Records for the exercise section start
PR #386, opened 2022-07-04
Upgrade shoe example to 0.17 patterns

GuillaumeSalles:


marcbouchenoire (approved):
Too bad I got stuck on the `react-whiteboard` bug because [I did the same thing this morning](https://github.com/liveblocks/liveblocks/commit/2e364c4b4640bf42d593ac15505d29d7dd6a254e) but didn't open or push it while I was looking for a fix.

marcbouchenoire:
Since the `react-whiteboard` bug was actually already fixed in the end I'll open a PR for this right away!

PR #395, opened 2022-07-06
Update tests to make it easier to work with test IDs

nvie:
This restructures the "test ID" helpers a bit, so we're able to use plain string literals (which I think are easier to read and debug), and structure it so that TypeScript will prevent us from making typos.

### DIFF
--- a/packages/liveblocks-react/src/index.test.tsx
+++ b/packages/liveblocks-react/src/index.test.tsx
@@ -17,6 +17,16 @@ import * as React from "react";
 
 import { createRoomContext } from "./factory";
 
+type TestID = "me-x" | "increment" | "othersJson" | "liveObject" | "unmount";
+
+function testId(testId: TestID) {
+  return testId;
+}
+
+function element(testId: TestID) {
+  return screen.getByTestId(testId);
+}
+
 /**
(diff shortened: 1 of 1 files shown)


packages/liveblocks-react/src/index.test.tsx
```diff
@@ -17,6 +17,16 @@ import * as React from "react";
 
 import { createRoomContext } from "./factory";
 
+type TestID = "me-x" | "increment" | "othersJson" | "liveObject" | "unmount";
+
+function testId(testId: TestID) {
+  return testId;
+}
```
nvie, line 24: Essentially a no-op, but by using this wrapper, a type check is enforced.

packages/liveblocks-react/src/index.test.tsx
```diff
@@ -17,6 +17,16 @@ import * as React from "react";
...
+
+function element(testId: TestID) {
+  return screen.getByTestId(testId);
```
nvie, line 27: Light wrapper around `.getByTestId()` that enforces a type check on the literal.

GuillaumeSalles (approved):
Records for the exercise section end
Records for the exercise section start
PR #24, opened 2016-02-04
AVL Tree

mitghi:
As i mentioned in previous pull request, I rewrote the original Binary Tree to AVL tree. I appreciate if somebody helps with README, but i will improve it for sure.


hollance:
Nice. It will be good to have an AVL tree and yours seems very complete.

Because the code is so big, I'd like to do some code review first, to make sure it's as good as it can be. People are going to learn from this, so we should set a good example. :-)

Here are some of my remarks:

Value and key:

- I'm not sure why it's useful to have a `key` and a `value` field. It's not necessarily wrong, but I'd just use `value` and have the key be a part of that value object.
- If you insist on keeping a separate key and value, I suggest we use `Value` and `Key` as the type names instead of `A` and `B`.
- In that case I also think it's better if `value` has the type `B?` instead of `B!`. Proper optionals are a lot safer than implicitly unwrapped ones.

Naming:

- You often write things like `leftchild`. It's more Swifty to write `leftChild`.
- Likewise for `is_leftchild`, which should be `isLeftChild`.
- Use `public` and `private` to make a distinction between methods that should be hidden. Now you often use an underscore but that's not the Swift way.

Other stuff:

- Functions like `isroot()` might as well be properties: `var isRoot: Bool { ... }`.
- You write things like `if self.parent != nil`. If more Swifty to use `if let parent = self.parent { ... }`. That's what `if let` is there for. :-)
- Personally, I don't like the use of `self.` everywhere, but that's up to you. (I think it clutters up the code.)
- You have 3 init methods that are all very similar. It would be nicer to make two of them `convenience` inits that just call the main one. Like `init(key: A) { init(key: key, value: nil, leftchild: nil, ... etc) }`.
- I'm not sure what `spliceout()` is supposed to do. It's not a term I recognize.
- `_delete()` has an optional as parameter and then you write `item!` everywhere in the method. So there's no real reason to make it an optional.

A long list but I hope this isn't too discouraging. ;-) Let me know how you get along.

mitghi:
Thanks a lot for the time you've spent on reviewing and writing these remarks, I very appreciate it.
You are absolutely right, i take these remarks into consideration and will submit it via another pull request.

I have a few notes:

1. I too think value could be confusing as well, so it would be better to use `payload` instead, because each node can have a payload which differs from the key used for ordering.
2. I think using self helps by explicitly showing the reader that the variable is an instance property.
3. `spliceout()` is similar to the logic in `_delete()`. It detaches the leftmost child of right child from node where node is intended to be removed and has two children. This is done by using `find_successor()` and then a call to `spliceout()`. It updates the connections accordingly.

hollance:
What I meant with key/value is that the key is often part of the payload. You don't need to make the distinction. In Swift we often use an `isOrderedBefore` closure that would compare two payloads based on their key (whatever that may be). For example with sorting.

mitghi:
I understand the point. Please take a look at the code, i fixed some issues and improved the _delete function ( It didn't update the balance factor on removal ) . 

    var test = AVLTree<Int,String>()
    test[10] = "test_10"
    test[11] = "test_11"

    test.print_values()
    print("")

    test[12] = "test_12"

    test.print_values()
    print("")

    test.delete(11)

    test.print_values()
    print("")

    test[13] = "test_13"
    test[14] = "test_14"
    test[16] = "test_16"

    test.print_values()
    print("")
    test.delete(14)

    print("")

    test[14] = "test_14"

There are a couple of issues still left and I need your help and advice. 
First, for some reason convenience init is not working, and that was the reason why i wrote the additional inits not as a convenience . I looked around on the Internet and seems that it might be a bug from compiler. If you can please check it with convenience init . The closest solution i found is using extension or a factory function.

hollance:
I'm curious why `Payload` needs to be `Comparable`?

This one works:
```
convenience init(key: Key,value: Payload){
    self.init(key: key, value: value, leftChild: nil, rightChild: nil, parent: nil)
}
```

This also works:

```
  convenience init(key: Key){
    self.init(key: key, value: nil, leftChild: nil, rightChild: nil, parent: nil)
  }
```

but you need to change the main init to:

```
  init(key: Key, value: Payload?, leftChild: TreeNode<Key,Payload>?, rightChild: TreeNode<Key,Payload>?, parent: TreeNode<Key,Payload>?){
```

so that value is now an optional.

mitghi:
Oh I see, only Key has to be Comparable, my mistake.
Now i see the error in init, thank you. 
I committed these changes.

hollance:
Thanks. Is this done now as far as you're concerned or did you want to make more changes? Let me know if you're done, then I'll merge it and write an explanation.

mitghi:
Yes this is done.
Records for the exercise section end
### Exercise goal
Scan the lines above for "index", then copy every one that has it.

### Your solution
--- a/packages/liveblocks-react/src/index.test.tsx
+++ b/packages/liveblocks-react/src/index.test.tsx
packages/liveblocks-react/src/index.test.tsx
packages/liveblocks-react/src/index.test.tsx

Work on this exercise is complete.